**RECORDS SUPPLIED:**

PR #33, opened 2018-07-29
partial solution to question

Sridha2412:


Sridha2412:
@SilverSolver @crossopt I misinterpreted your code, it does return the right list and both your approaches might be more efficient but we might be better off using better function/variable names :)

PR #34, opened 2018-07-29
partial solution to assignment 6

Sridha2412:
@SilverSolver @crossopt  I misinterpreted your solution. Your approach is better than mine, I think but we should definitely use clearer function/variable names

### DIFF
--- a/group/assignment6/sridha2412.py
+++ b/group/assignment6/sridha2412.py
@@ -1,0 +1,80 @@
+from typing import List
+
+def _get_inverse(state: List[int]) -> List[int]:
+    """ Method to get the inverse of a list i.e value becomes the position and position becomes the value
+    Args:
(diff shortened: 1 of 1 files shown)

**EXERCISE GOAL:**
Print every record above exactly as it stands.

**RESPONSE TO THIS TASK:**
PR #33, opened 2018-07-29
partial solution to question

Sridha2412:


Sridha2412:
@SilverSolver @crossopt I misinterpreted your code, it does return the right list and both your approaches might be more efficient but we might be better off using better function/variable names :)

PR #34, opened 2018-07-29
partial solution to assignment 6

Sridha2412:
@SilverSolver @crossopt  I misinterpreted your solution. Your approach is better than mine, I think but we should definitely use clearer function/variable names

### DIFF
--- a/group/assignment6/sridha2412.py
+++ b/group/assignment6/sridha2412.py
@@ -1,0 +1,80 @@
+from typing import List
+
+def _get_inverse(state: List[int]) -> List[int]:
+    """ Method to get the inverse of a list i.e value becomes the position and position becomes the value
+    Args:
(diff shortened: 1 of 1 files shown)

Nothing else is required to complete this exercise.